Los barrotes de esa cárcel que me asfixiaba y que yo misma había levantado ya no solo emergían dentro de mí. Ahora los hierros me venían también impuestos desde fuera, ensanchando aquel agobiante presidio. Me había embaucado por propia voluntad en un proceso que ya parecía no tener retorno y al que ahora me negaba decididamente a participar.…

SINOPSIS

La novela comienza con la historia de una joven. Luna despierta en la UCI del Hospital Jiménez Díaz en Madrid pero el lector no va a descubrir cómo y porqué ha llegado allí hasta el final de la obra. Entre medias, se van a entremezclar, por capítulos, historias pasajeras de vidas ajenas o no: miedos, inseguridades, drogas y alcohol, anorexia, amor y lo que no es amor, frustraciones, deseos de apariencia y, en definitiva, todos esos golpes derivados de aspiraciones excesivas y equívocas que llevan al joven de este siglo a querer ser quien no le satisface ser.

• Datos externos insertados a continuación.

PR #5274, opened 2015-12-26
Fix the order of  test files to append

mkempe:
Hey there,

first of all, many thanks for Ember CLI, happy holidays and a great new year!

Second, this is only a draft for a fix and probably not the final / right solution, @stefanpenner certainly knows a better solution.

The problem: I want to use ember-cli-mocha, but it is currently not working with Ember CLI 2.2, see [ember-cli-mocha #93](https://github.com/switchfly/ember-cli-mocha/issues/93) or [ember-cli-mocha #94](https://github.com/switchfly/ember-cli-mocha/issues/94).

The problem is `ember-mocha` and `ember-mocha-adapter` are included in the compiled `test-support.js` file before Mocha. Ember CLI 2.2 uses a new version of `broccoli-concat` where all files in `inputFiles` gets un-ordered concated and so you have no control over the order.

This fix moves all `legacyTestFilesToAppend` into `headerFiles`, to preserve the order. Additional the `prepend` option can now be used for test files.

Could someone please look over and give me feedback.

Thanks

### DIFF
--- a/lib/broccoli/ember-app.js
+++ b/lib/broccoli/ember-app.js
@@ -1403,7 +1403,7 @@ EmberApp.prototype._import = function(assetPath, options, directory, subdirector
   var basename = path.basename(assetPath);
 
   if (isType(assetPath, 'js', {registry: this.registry})) {
-    if(options.type === 'vendor') {
+    if (options.type === 'vendor') {
       if (options.prepend) {
         this.legacyFilesToAppend.unshift(assetPath);
       } else {
@@ -1419,7 +1419,7 @@ EmberApp.prototype._import = function(assetPath, options, directory, subdirector
       throw new Error('You must pass either `vendor` or `test` for options.type in your call to `app.import` for file: ' + basename);
     }
   } else if (extension === '.css') {
-    if(options.type === 'vendor') {
+    if (options.type === 'vendor') {
       this.vendorStaticStyles.push(assetPath);
     } else {
       this.vendorTestStaticStyles.push(assetPath);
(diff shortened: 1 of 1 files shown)


devinus:
@mkempe Wow, nice work tracking this down.

devinus:
@mkempe What happens to `addon-test-support` (https://github.com/ember-cli/ember-cli/pull/5274/files#diff-392bb207fea8bcbeb4a084bb445f7cc7L1262)?

devinus:
@mkempe Shouldn't `addon-test-support` technically be in the headerFiles too?

devinus:
I can't imagine a scenario when a user would be cool with it loading randomly with their test files...

mkempe:
@devinus Thanks for looking over. I agree with you, but i also have to admit that this is my first commit to Ember CLI and i probably don't see the full picture, respectively I suppose there are reasons why this has been implemented in that way.

devinus:
I'm almost positive `addon-test-support/**/*.js` should go right before `legacyTestFilesToAppend` in the `headerFiles`.

mkempe:
Currently, `addon-test-support` can't be in `headerFiles`, because `headerFiles` and `FooterFiles` cannot contain a glob, see https://github.com/ember-cli/broccoli-concat/blob/master/concat.js#L41.

devinus:
Oh wow, well this will get interesting then.

rwjblue:
:+1: - This looks good to me, thank you!

@homu r+

rwjblue:
@devinus - `addon-test-support` is intended (like `test-support`, `addon`, and `app` in an addon) to contain only modules and therefore order should not matter (because the loader will determine order based on imports and whatnot).  The change here ensures that the truly order dependent things (the legacy test files) are properly ordered.

devinus:
Nice!

mkempe:
😃

@rwjblue Thanks for looking over and merging in.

El Madrid callejero del segundo milenio puesto a hervir y a discutir. Ahora bien, el lector nunca va a saber si todas estas historias son pasajes de la vida de las enfermeras que Luna escucha mientras yace en aquella habitación de la UCI; sueños y/o pesadillas de Luna mientras duerme en el hospital; o, lo más inspirador, episodios reales de la vida de Luna. Marta, Claudia, María y Carlos conforman el grupo de enfermeros que acompañarán a la protagonista durante sus noches en cama, y ellos son quienes introducirán –a modo de diálogo– cada capítulo con una nueva historia, totalmente independiente a la anterior.

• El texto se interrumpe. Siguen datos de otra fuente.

Issue #5277, opened 2015-12-27
Cannot find module 'broccoli-sourcemap-concat'


ballPointPenguin:
after upgrading from ember-cli 1.13.x to 2.2.0-beta.2
```
version: 2.2.0-beta.2-v2.2.0-beta.2-c78d55f84b
Cannot find module 'broccoli-sourcemap-concat'
```

rwjblue:
What is the rest of the stack trace?

ballPointPenguin:
```
Cannot find module 'broccoli--concat'
Error: Cannot find module 'broccoli--concat'
    at Function.Module._resolveFilename (module.js:327:15)
    at Function.Module._load (module.js:278:25)
    at Module.require (module.js:355:17)
    at require (internal/module.js:13:17)
    at Class.Addon.concatFiles (/home/brosas/forks/ember-cli/lib/models/addon.js:184:10)
    at Class.module.exports.postprocessTree (/home/brosas/codex/fire-drake/node_modules/ember-cli-blanket/index.js:82:28)
    at /home/brosas/forks/ember-cli/lib/broccoli/ember-app.js:493:27
    at Array.forEach (native)
    at EmberApp.addonPostprocessTree (/home/brosas/forks/ember-cli/lib/broccoli/ember-app.js:491:23)
    at EmberApp.toTree (/home/brosas/forks/ember-cli/lib/broccoli/ember-app.js:1508:15)
```

ballPointPenguin:
I think I have a working PR.

rwjblue:
Looks like https://github.com/ember-cli/ember-cli/pull/5221 forgot to fix https://github.com/ember-cli/ember-cli/blob/master/lib/models/addon.js#L173-L185. My guess is that some addon you are using is utilizing `this.concatFiles`.

A short term work around would be `npm install --save-dev broccoli-sourcemap-concat`.

rwjblue:
@ballPointPenguin - PR sounds great.  Ultimately, updating those references from `broccoli-sourcemap-concat` to `broccoli-concat` should fix things for you, but we also need to ensure that this function gets under test...

stefanpenner:
This.concatFiles should be deprecated and removed

ballPointPenguin:
closing in favor of #5280

PR #5278, opened 2015-12-27
replace broccoli-sourcemap-concat usage with broccoli-concat

ballPointPenguin:
closes https://github.com/ember-cli/ember-cli/issues/5277

### DIFF
--- a/lib/models/addon.js
+++ b/lib/models/addon.js
@@ -171,17 +171,17 @@ function deprecatedAddonFilters(addon, name, insteadUse, fn) {
 }
 
 /**
-  Shorthand method for [broccoli-sourcemap-concat](https://github.com/ef4/broccoli-sourcemap-concat)
+  Shorthand method for [broccoli-concat](https://github.com/ember-cli/broccoli-concat)
 
   @private
   @method concatFiles
   @param {tree} tree Tree of files
-  @param {Object} options Options for broccoli-sourcemap-concat
+  @param {Object} options Options for broccoli-concat
   @return {tree} Modified tree
 */
 Addon.prototype.concatFiles = function(tree, options) {
   options.sourceMapConfig = this.app.options.sourcemaps;
-  return require('broccoli-sourcemap-concat')(tree, options);
+  return require('broccoli-concat')(tree, options);
 };
 
 /**


lib/models/addon.js
```diff
@@ -171,17 +171,17 @@ function deprecatedAddonFilters(addon, name, insteadUse, fn) {
 }
 
 /**
-  Shorthand method for [broccoli-sourcemap-concat](https://github.com/ef4/broccoli-sourcemap-concat)
+  Shorthand method for [broccoli--concat](https://github.com/ember-cli/broccoli--concat)
```
rwjblue: Looks like an extra dash here.

lib/models/addon.js
```diff
@@ -171,17 +171,17 @@ function deprecatedAddonFilters(addon, name, insteadUse, fn) {
...
 
   @private
   @method concatFiles
   @param {tree} tree Tree of files
-  @param {Object} options Options for broccoli-sourcemap-concat
+  @param {Object} options Options for broccoli--concat
```
rwjblue: Looks like an extra dash here

lib/models/addon.js
```diff
@@ -171,17 +171,17 @@ function deprecatedAddonFilters(addon, name, insteadUse, fn) {
...
   @return {tree} Modified tree
 */
 Addon.prototype.concatFiles = function(tree, options) {
   options.sourceMapConfig = this.app.options.sourcemaps;
-  return require('broccoli-sourcemap-concat')(tree, options);
+  return require('broccoli--concat')(tree, options);
```
rwjblue: Looks like an extra dash here

rwjblue:
Definitely looks good.  I'd like to get this under test also, to prevent future regressions. Adding usage of `concatFiles` to one of the dummy addons and adding a section for `concatFiles` to `tests/unit/models/addon-test.js` that has similar setup/teardown to the `treeForStyles` describe block should work well....

ballPointPenguin:
@rwjblue good catch. Too much vim in my vim :smiley_cat: 
I'll put in testing.

ballPointPenguin:
So... I don't actually know what I'm doing with this unit test.
I'm not very familiar with the inner workings of ember-cli addons, or broccoli. I took a stab at it but could use some help.

tests/fixtures/addon/with-concat-files/index.js
```diff
@@ -0,0 +1,19 @@
...
+
+module.exports = {
+  name: 'concat-some-files',
+
+  included: function(app) {
+    this._super.included(app);
+
+    var vendor = this.treeGenerator(path.join(__dirname, 'vendor'));
+
+    return this.concatFiles(vendor, {
```
stefanpenner: This is not to be public api. People should depend on their own dep of bsmc

rwjblue: I'm not sure why concatFiles was introduced honestly. I thought we learned our lesson after exposing this.pickFiles and such :smiley_cat:

rwjblue: Either way though, the method was completely untested (it would have errored loudly upon any invocation). I'd be in favor of deprecating this publicly in beta.3...

ballPointPenguin:
The only addon I am aware of using concatFiles is ember-cli-blanket:
https://github.com/sglanzer/ember-cli-blanket/blob/2fc593cd0e2aa4bad6c45f6ba14f163501be8c35/index.js#L82

ballPointPenguin:
I pulled my (broken) test out. It seems like this won't be merged in favor of deprecating this.concatFiles. But at least it'll merge cleanly without breaking the test suite, if it is merged.

rwjblue:
Tracking the larger issue of deprecating `this.concatFiles` in https://github.com/ember-cli/ember-cli/issues/5280.

stefanpenner:
:+1:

Algunos relatos podrán parecer banales, incluso propios de una cotidianidad adolescente, pero habrá otros duros, capaces solo de contar y entender desde una cierta madurez. Mi propósito es que aguarden un sentido reflexivo, profundo y filosófico de la sociedad –la trivial y la cruda– en que vivimos hoy, para resaltar el modo en que se nos exige adaptarnos a ella. La Luna tiene una cara oculta y esa cara se desgaja a veces en otras miles: todas las formas, cuerpos y almas que una persona puede adoptar en determinados momentos de su vida.